Now the lone guard came walking back around the wall, still kicking stones in front of him, and still watching the stones instead of the surrounding area.

“Look at that wadi.” Eguardo pointed at the gully running north and south on the east side of the house. “That’s how we approach. It’s only thirty feet from the wadi to the corner of those walls.”

“We have to get out of here, Callahan. We have to get back to the car.”

“Why?”

“I bet the pimp is sitting in the van. He’ll take the girls back about 1:00 am. That’s how they usually do it. We need to follow the van, so we have to get the car up here.” Eguardo adjusted his goggles to detect any heat from the van. “I can’t see if he’s in there. I’ll be right back.”

Before Callahan could object, Eguardo took off down the ridgeline to the west. Callahan clicked his mic. “Where you going, Eguardo?”

“Just going to get a better look in that van,” Callahan heard in his earpiece. “That pimp is around here somewhere.”

“He’ll be Ok, Callahan. He moves like a ghost,” said Berrera’s calm voice in the earpiece.
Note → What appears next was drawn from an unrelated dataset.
PR #3344, opened 2025-02-22
Package list: ignore modifier key press

tkohlmeier:
-----

Currently, pressing Control, Shift or Alt key results in selecting the first item in a package list. This PR fixes this by only handling `[a-z0-9]` keys.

Ten minutes later Eguardo was back. “I was right. He’s sleeping in the front seat of the van. That means the girls don’t stay here. They just bring them in at night. Get as many pictures of that girl as you can. High power telephoto. We need to find her.”

 

*     *     *

When the white van left just after midnight, Callahan let it go a quarter mile before turning on his headlights and following north on the road back to Khobar. He wasn’t sure how fast he could push the Impala with the ATV on the back, but the pimp stayed to the limit.

“They probably live in a dormitory somewhere,” Eguardo said from the backseat, “and this guy will drop them there. Then we locate the girl in the pictures.” He was paging through the digital pictures Callahan had taken. “These are good. We can find her.”

Callahan couldn’t help wondering how Eguardo knew so much about the prostitution business in Saudi Arabia. Another question he should let die.

When the van reached Khobar, it stopped outside a local hospital and the four women got out, all wearing white hospital uniforms. When the van pulled away they went down the street and into a dormitory for foreign female hospital employees, just like they were coming off a normal shift.